Back in 2021 Adrian Flannelly was one of four U.S.-based recipients of the Presidential Distinguished Service Award for the Irish Abroad. Flannelly was honored in the "Irish Community Support" category.
The award category title gave little hint of the scope of Adrian's contribution to the Irish community in New York and well beyond over not just years, but decades. Simply put, Adrian was a force of nature who drew the community together, even as he challenged not a few of its failings and shibboleths.
Adrian Flannelly, the "dean" of the Irish American press corps, had an iconoclastic streak lurking behind the typically smooth presentation of an issue on his radio show. He was not a physically big man but, in figurative terms, his arms spanned an ocean as he pulled Ireland and Irish America closer together, sometimes when one or the other might have been reluctant.

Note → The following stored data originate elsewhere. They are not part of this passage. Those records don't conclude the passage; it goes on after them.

PR #2243, opened 2025-07-18
feat(userpool): add custom attributes when adding schema

kkendzia:
* fix(userpool): upToDate for schema was always false with at least one entry

Motivation:
Currently it is not possible to add custom attributes to userpools after initial creation. This PR changes the behaviour to enable users to add custom attributes later on by AddCustomAttributes API Endpoint. This also fixes the upToDate validation for SchemaAttributesTypes as this was not working properly.

For further discussion:
I don't think we have to check every field of SchemaAttributesTypes as customAttributes are immutable once created (also cannot be deleted). `mutable: true` means that the AppClient is capable of modifing this value. So a check for "Name" should be sufficient enough and we have to give further notice in documentation (and crd description) that the attributes are immutable.

Fixes #

I have:

### DIFF
--- a/pkg/controller/cognitoidentityprovider/userpool/setup.go
+++ b/pkg/controller/cognitoidentityprovider/userpool/setup.go
@@ -163,7 +163,7 @@ func (e *hooks) isUpToDate(_ context.Context, cr *svcapitypes.UserPool, resp *sv
 		!areEmailConfigurationEqual(spec.EmailConfiguration, pool.EmailConfiguration),
 		!areLambdaConfigEqual(spec.LambdaConfig, pool.LambdaConfig),
 		!arePoliciesEqual(spec.Policies, pool.Policies),
-		!e.areSchemaEqual(spec.Schema, pool.SchemaAttributes),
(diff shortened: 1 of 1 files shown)


pkg/controller/cognitoidentityprovider/userpool/setup.go
```diff
@@ -313,28 +316,43 @@ func arePoliciesEqual(spec *svcapitypes.UserPoolPolicyType, current *svcsdk.User
 	return true
 }
 
-func areSchemaEqual(spec []*svcapitypes.SchemaAttributeType, current []*svcsdk.SchemaAttributeType) bool {
+func (h *hooks) areSchemaEqual(spec []*svcapitypes.SchemaAttributeType, current []*svcsdk.SchemaAttributeType) bool { //nolint:gocyclo
```
ggkhrmv, line 319: Why do we need `(h *hooks)` here? No values of `hooks` are used by `areSchemaEqual`

kkendzia: Good catch. Removed it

His work as a journalist would have been sufficient to keep Flannelly busy at all hours. His talent as a musician might well have been an alternative to that working life in news.
But beyond both there was Adrian's role as a community activist, especially in the arena where the great battle over immigration was fought in the 1980s, 1990s and into the new century.
The man from Mayo was ever ready to do what he could to help new Irish immigrants secure a new life in America - just as he did as a young immigrant and at a time when securing legal status in the United States was not cruelly dependent on the luck of the draw in a visa lottery.
Adrian was ready for the fray when it came to championing a memorial to the Great Hunger Irish. That memorial today occupies precious ground at the southern tip of Manhattan Island.
Adrian Flannery was quite simply unique, sui generis. We sometimes say that we will never see a person's like again. In Flannelly's case this is true and then some.
We once honored him as our Irish American of the Year. Adrian was that and more: a man for all years and seasons, a man for all causes and challenges, a family man, and a man with an expanded family that we call the diaspora. That family now mourns his passing. Ar dheis Dé go raibh a anam.